═════ INFORMATION SUPPLIED

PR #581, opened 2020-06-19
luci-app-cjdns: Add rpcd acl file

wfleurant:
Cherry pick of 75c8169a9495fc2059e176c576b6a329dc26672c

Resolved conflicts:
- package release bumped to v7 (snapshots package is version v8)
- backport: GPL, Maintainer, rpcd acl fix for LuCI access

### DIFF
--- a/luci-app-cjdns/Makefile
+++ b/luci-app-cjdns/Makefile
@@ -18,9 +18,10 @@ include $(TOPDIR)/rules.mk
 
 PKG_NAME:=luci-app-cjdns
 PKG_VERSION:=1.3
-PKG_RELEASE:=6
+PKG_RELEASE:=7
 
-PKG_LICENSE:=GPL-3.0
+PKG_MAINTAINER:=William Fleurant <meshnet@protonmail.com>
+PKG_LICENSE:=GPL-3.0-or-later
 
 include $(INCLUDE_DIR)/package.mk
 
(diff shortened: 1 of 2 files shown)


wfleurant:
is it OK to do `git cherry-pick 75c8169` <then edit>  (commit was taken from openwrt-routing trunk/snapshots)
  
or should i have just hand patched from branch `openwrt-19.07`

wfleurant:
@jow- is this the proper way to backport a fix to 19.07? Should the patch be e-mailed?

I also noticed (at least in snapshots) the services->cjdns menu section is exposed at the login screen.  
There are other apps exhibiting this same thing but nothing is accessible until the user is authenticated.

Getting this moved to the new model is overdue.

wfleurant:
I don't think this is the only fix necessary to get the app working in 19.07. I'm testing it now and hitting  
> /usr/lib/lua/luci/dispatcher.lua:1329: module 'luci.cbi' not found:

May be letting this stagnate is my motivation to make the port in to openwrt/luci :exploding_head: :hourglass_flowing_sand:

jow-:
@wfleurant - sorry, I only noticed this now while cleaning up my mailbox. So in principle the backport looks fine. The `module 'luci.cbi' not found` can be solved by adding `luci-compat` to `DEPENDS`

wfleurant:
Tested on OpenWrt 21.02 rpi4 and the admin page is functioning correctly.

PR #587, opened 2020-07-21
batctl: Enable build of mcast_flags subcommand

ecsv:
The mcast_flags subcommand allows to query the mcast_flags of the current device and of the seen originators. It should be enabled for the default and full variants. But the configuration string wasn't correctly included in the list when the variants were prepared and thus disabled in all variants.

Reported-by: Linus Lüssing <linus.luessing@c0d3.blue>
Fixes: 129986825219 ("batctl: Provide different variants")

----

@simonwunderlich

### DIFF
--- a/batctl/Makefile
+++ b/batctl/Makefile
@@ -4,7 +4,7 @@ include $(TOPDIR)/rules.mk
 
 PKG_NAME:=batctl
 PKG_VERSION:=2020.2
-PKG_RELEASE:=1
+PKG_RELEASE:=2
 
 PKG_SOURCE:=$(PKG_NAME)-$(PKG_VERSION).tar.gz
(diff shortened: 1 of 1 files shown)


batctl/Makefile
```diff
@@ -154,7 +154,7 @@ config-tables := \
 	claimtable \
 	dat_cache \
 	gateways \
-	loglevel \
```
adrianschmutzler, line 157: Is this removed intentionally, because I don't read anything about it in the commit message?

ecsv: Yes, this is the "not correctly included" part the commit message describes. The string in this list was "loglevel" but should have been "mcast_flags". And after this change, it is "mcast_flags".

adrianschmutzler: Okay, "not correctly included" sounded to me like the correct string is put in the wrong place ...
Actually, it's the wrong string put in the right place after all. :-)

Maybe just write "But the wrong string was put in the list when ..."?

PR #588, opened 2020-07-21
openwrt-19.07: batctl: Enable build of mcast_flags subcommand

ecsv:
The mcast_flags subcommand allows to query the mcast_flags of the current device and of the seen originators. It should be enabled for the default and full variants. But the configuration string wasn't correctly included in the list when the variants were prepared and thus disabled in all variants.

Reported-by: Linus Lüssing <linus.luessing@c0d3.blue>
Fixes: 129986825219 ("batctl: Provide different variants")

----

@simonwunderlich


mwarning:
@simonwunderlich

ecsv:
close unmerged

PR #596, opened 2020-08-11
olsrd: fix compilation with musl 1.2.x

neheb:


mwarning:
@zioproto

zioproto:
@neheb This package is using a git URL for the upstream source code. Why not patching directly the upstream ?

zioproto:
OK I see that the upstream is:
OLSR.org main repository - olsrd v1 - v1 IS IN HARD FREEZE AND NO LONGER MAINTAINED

══════════

- WORK TO BE COMPLETED -
Print exactly the line containing "olsrd: fix compilation with musl 1.2.x" and every line after it through the end of the records above, and nothing else.

- RESULT OF THIS EXERCISE -
olsrd: fix compilation with musl 1.2.x

neheb:


mwarning:
@zioproto

zioproto:
@neheb This package is using a git URL for the upstream source code. Why not patching directly the upstream ?

zioproto:
OK I see that the upstream is:
OLSR.org main repository - olsrd v1 - v1 IS IN HARD FREEZE AND NO LONGER MAINTAINED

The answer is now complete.